BEGIN Input data

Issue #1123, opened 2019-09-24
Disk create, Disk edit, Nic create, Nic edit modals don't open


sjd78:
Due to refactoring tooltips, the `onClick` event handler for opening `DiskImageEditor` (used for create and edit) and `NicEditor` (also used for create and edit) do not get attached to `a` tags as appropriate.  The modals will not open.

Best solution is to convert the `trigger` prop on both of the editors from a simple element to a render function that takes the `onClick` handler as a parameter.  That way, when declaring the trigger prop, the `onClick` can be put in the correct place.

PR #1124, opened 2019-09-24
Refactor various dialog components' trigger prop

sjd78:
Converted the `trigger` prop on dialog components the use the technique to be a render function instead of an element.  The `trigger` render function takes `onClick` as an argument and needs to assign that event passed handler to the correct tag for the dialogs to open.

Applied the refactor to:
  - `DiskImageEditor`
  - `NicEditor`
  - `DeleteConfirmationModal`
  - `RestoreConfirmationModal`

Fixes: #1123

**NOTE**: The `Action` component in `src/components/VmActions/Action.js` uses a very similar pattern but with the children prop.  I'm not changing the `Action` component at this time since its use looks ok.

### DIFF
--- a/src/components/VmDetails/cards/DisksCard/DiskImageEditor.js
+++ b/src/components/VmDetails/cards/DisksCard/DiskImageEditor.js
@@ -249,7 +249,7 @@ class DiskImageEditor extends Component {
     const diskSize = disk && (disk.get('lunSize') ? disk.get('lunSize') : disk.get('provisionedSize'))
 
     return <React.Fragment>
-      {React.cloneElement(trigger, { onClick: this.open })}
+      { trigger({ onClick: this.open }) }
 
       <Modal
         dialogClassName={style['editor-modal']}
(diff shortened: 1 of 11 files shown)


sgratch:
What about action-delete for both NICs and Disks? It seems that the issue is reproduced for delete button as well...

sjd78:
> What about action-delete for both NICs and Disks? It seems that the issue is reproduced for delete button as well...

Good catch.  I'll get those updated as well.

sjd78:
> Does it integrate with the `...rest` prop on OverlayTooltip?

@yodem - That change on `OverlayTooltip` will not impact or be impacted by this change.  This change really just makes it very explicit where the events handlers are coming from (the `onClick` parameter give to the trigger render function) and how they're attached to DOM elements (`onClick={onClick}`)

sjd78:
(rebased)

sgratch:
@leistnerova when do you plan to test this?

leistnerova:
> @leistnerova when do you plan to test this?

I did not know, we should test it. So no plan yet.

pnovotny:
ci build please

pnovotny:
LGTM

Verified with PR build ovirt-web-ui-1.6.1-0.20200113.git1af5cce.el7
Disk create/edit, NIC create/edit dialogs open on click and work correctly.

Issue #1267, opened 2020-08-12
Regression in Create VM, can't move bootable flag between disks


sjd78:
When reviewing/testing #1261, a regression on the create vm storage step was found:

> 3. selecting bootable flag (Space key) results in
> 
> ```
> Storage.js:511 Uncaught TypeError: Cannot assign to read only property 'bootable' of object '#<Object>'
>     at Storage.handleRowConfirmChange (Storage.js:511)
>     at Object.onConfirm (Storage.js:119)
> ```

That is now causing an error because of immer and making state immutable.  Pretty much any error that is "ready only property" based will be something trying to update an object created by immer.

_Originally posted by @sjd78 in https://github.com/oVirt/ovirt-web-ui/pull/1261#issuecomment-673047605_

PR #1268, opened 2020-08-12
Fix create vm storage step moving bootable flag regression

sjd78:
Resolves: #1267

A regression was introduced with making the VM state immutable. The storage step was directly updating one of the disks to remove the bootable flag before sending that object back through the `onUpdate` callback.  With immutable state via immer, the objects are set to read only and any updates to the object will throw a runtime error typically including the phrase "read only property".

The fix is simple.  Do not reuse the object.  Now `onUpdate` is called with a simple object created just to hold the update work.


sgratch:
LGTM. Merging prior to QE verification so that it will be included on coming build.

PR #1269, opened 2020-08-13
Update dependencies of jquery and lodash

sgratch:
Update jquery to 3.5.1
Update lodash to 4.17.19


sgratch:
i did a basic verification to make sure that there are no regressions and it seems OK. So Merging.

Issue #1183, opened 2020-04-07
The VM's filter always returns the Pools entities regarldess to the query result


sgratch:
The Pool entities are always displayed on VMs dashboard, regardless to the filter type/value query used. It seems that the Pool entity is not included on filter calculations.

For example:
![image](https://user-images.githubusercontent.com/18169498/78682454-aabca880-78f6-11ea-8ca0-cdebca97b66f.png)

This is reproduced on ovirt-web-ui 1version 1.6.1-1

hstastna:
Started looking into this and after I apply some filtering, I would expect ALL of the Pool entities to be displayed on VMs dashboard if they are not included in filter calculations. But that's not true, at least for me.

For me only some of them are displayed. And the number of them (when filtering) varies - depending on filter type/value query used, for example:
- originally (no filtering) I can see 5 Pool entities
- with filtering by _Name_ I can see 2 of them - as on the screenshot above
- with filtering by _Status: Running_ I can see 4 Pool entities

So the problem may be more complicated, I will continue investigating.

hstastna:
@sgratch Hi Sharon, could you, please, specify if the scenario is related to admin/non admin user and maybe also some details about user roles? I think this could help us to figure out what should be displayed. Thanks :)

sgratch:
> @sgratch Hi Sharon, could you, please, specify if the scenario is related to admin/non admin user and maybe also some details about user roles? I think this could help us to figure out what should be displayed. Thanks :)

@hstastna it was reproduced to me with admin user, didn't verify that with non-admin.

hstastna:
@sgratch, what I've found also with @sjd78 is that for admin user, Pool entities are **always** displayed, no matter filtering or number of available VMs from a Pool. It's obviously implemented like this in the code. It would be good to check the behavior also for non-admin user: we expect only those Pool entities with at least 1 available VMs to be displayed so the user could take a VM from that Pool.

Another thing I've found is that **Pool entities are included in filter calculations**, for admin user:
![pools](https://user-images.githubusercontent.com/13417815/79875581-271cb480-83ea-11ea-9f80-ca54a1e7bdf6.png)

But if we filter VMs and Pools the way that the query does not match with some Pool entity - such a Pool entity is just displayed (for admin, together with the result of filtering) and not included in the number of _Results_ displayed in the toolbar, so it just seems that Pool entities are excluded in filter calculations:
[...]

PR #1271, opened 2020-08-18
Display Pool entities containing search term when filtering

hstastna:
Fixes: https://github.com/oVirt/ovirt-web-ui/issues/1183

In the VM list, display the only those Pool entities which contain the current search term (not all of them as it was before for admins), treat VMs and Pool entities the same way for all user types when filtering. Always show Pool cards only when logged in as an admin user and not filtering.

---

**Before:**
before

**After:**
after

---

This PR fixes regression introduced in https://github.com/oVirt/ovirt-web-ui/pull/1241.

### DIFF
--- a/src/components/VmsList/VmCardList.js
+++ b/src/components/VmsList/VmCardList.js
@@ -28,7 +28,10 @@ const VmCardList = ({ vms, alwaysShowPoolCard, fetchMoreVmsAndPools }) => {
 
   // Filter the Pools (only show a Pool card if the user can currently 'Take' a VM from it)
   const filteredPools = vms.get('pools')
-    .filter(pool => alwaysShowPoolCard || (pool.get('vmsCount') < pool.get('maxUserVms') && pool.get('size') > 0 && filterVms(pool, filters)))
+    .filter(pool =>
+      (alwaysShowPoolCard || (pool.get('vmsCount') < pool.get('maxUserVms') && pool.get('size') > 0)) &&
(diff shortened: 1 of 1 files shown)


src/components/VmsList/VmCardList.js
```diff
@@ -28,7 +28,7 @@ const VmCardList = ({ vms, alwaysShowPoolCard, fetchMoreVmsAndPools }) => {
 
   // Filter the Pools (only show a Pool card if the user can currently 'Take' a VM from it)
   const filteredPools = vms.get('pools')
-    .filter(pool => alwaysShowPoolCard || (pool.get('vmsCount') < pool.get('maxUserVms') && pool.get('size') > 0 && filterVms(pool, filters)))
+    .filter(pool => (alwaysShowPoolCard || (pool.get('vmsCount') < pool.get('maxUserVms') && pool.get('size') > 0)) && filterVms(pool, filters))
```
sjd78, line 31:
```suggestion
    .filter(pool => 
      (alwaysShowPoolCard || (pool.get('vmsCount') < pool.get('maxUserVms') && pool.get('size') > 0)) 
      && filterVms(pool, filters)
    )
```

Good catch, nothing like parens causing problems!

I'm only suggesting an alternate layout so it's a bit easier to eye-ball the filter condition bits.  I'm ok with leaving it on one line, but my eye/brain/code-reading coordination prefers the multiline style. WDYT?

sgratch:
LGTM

END Input data

▸ Description of the task
Look above for the line with "Update dependencies of jquery and lodash" and the line with "Started looking into"; transcribe both and all lines in between, exactly, and nothing else.

▸ Expected answer
Update dependencies of jquery and lodash

sgratch:
Update jquery to 3.5.1
Update lodash to 4.17.19


sgratch:
i did a basic verification to make sure that there are no regressions and it seems OK. So Merging.

Issue #1183, opened 2020-04-07
The VM's filter always returns the Pools entities regarldess to the query result


sgratch:
The Pool entities are always displayed on VMs dashboard, regardless to the filter type/value query used. It seems that the Pool entity is not included on filter calculations.

For example:
![image](https://user-images.githubusercontent.com/18169498/78682454-aabca880-78f6-11ea-8ca0-cdebca97b66f.png)

This is reproduced on ovirt-web-ui 1version 1.6.1-1

hstastna:
Started looking into this and after I apply some filtering, I would expect ALL of the Pool entities to be displayed on VMs dashboard if they are not included in filter calculations. But that's not true, at least for me.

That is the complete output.